Look below for the line containing "Flags are an"; from there through the line containing "I was kind of", both lines included, please set down each line exactly and nothing else.

== Segment start ==

Issue #476, opened 2019-09-24
Add flags and options


casey:
Recipes should be able to define options:

```
foo --bar BAZ:
  echo {{BAZ}}
```

Maybe flags too:

```
foo --BAZ:
  echo {{BAZ}} # is it "true" or "false"? Or "" or BAZ?
```

Large changes to the parsing of recipe parameters like this should be considered holistically, along with other possible changes, like `$` to support exporting parameters as environment variables, or changing all just variables to being environment variables.

casey:
It occurs to me that we could use clap to construct recipe argument parsers.

hustcer:
@casey Will flags be supported ? It's a quite common use case , Thanks !

hustcer:
flag shorthand can also be supported:
`foo --bar(-b):`

sascha-wolf:
Just my two cents: I would already be super happy if I could explicitly refer to the argument's name:

```Justfile
foo bar=something:
	echo {{bar}}
```

```
$ just foo bar=stuff
stuff
```

Of course fully featured flags and options would be lovely but for my personal use-case (and I imagine other's as well) this would already be very helpful, because then I can do things like this:

```Justfile
watch folders='lib,test' cmd='just test':
  find {{ '{' }}{{folders}}{{ '}' }} -name '*.ex*' | entr -dc {{cmd}}
```

```
$ just watch cmd='<some other command>'
```

colemannerd:
I've just started using Just and my org loves it! 

One thing that would improve our usage is opts with enums. We use just to coordinate all of our environment scripts and so we have done things like standardize accounts or environments to a certain list.  Right now, they're just strings that we then call a pre-recipe on to check that they are one of a list.  It would be awesome if we had this functionality AND incorporaitng an enum for one of the opts.  I know https://github.com/casey/just/issues/1990 is also similar.

chosroes:
Any hope for this feature?

casey:
I'm not currently working on it. It's pretty complex, but it is a good feature.

alshdavid:
Would definitely love this capability. Right now you can use env vars as named parameters
```
env profile=release os=linux arch=amd64 just build
```
But it would be great if the arguments could be first class citizens of just (with default values if omitted) because they are discoverable with `just --list` and can be added to bash/zsh/fish/etc autocomplete.

For example:
```
just build --profile release --os linux --arch amd64

```
[...]

PR #2806, opened 2025-07-07
Add support for flags and options (issue #476)

chmp:
Implementation for #476. See below for the design decisions I took in the implementation. 

# Example

```just
# excerpt from `examples/kitchen-sink.just`

flags --flag --option="foo" positional:
  @echo "flag:      " {{ flag }}
  @echo "option:    " {{ option }}
  @echo "positional:" {{ positional}}
```

Invocations

```bash
$ cargo run -q -- --justfile ./examples/kitchen-sink.just flags bar
flag:
option:     foo
positional: bar

$ cargo run -q -- --justfile ./examples/kitchen-sink.just flags --option 42 bar
flag:
option:     42
positional: bar

cargo run -q -- --justfile ./examples/kitchen-sink.just flags --flag bar
flag:       flag
option:     foo
positional: bar

$ cargo run -q -- --justfile ./examples/kitchen-sink.just flags --option 42 --flag bar
flag:       flag
option:     42
positional: bar

# out of order
$ cargo run -q -- --justfile ./examples/kitchen-sink.just flags bar --option test --flag
flag:       flag
option:     test
positional: bar

# special cases
$ cargo run -q -- --justfile ./examples/kitchen-sink.just flags -- --flag
flag:
option:     foo
positional: --flag

$ cargo run -q -- --justfile ./examples/kitchen-sink.just flags --option --flag  bar
flag:
option:     --flag
positional: bar
```

## Design

- Flags are defined by `---parameter` without default value
- Options are defined by `--parameter=default` 
- Flags and options must be defined before positional parameters. Positional arguments are handled as before (including `*` and `+` modifiers)
- Flags evaluate to their name when passed. When not passed, they evaluate to the empty string . This way `flag != ""` checks for the flag
- Options consume the next parameter and evaluate to it when passed. When not passed, they evaluate to their default value
- Options and flags can be passed in any order and mixed with positional arguments
- `--` forces all following arguments to interpreted as positional for the given recipe. When specifying multiple recipes, the parser resets for each new recipe
- Recipes without flag parameters accept flags or options as positional arguments. This behavior ensure backwards compatibility (see for example the `trailing_flags` test)
- `--$flag` or `--$option=default` defining environment variables

## Open questions:

- Support `--options-with-hyphens`? At the moment underscores must be used as in `--options_with_underscores`
- How to update the Chinese readme?


tests/misc.rs
```diff
@@ -2065,6 +2065,8 @@ a:
 fn trailing_flags() {
   Test::new()
     .arg("echo")
+    // TODO(chmp): remove when unknown flags should just be grouped
```
chmp: Decide whether to keep this breaking change or adopt another strategy

src/argument_parser.rs
```diff
@@ -75,25 +76,80 @@ impl<'src: 'run, 'run> ArgumentParser<'src, 'run> {
...
+
+      if verbatim {
+        positional_arguments.push(current);
+        consumed += 1;
+      } else if current == "--" {
+        verbatim = true;
+        consumed += 1;
+      } else if let Some(flag) = current.strip_prefix("--") {
+        let Some(parameter) = recipe.flags.get(flag) else {
+          return Err(Error::internal("TODO: fix error message, unknown flag"));
```
chmp: Fix error message

src/argument_parser.rs
```diff
@@ -75,25 +76,80 @@ impl<'src: 'run, 'run> ArgumentParser<'src, 'run> {
...
+        };
+        if parameter.default.is_some() {
+          if consumed + 1 >= args.len() {
+            return Err(Error::internal(
+              "TODO: fix error message, missing option argument",
```
chmp: Fix error message

src/argument_parser.rs
```diff
@@ -75,25 +76,80 @@ impl<'src: 'run, 'run> ArgumentParser<'src, 'run> {
...
-    let argument_count = cmp::min(rest.len(), recipe.max_arguments());
-    if !argument_range.range_contains(&argument_count) {
+    Ok(ArgumentGroup {
+      positional_arguments,
+      flag_arguments,
+      path,
+    })
+  }
+
+  fn parse_recipe_arguments(
```
chmp, line 90: The parser definitely requires more tests

chmp (commented):
Highlight todo items

tests/misc.rs
chmp: Removed the breaking change and document the design.

chmp:
Merge `casey:master` to keep PR up to date

chosroes:
Need this a lot

chmp:
Small observation from my own use of this feature: the definition of flags plays quite nicely with the unstable `&&` operator. 

For example, this justfile

```just
set unstable 

test --full:
    cargo test {{ full && "--all-targets --all-features" }}
```

allows to use 

- `just test` to run `cargo test`, and 
- `just test --full` to run `cargo test "--all-targets --all-features"`

Related example:

```just
set unstable 

run --port="" path="example":
    RUST_LOG="debug" cargo run -p server -- {{ port && ("--port " + port) }} {{ path }}
```

PaulRBerg:
hey @casey I just tipped you $20 via GitHub sponsors. Could you please take a look quick at this PR?

I suggest other folks in this thread to tip, too.

Flags are an essential features for CLIs but they are not currently available in Just :(

chmp:
Merged master to keep the PR up to date

casey:
So sorry to close this, but I wound up implementing this myself in #3026.

I was kind of burned out on working on `just` for a while, which is why I never gave this PR the attention it deserved.

I wound up doing a few things differently, which you might find interesting:

I added an `[arg("arg", pattern="REGEX")]` attribute for enforcing that an argument value must match a regular expression. Since new `key=value` keys can be added, I thought that this would be an ideal way to add flags and options. using `recipe --flag:` syntax is cute, but adds to the complexity of the syntax of parameters, which is already complicated, and is hard to extend in the future. What if you want to add additional long aliases? Or short flags? Using `[arg(…)]` means that these are just new keys, which makes extensions straightforward.

So, the way to specify that an argument should be passed as a long option is:

```just
[arg("bar", long="bar")]
foo bar:
```

This can be invoked as:

```console
$ just foo --bar value
```

I didn't add short options `-x`, or flags, i.e. options which do not take a value, initially for simplicity. For those I'm thinking:

```just
# short option
[arg("bar", short="b")]
foo bar:

# flag
[arg("bar", long="bar", value="value")]
foo bar="default":
```

The somewhat weird `value=` means that it doesn't take a value, and when passed, it gets value `"value"`, and when it doesn't, it gets `"default"`. Kind of as a cop out, I didn't want to mandate what value a flag would take when it's passed. This is because there's a longstanding tension between what values are truthy and falsey, which are different in different places (in some places it's `true` and `false`, in some places the empty string is false and everything else is true, and I just forcing the user to specify values in both cases is an easy punt.

The implementation that I eventually landed benefited from a refactor I did in #3025, which changes the way that arguments are passed around from `Vec<String>`, to `Vec<Vec<String>>`, i.e, arguments are now pre-grouped into which parameter they're for. This allows avoiding passing around a separate `flag_arguments` field. The `InvocationParser` (new name for the `ArgumentParser`) groups arguments, whether positional or options, by parameter, so other parts of the program don't need to know about options.

Anyways, sorry again for closing this, but I was slacking off pretty hard for a while, and eventually came up with a different path to implementation.

chmp:
@casey Thanks a lot for the explanation. And no worries, I fully understood that such a PR without prior discussion has a good chance of being not merged. It was still fun to implement :) 

Looking forward to play around with your design - and to port my local Justfiles ;).

casey:
You bet, and thanks for understanding.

== Segment end ==

Answer below:
Flags are an essential features for CLIs but they are not currently available in Just :(

chmp:
Merged master to keep the PR up to date

casey:
So sorry to close this, but I wound up implementing this myself in #3026.

I was kind of burned out on working on `just` for a while, which is why I never gave this PR the attention it deserved.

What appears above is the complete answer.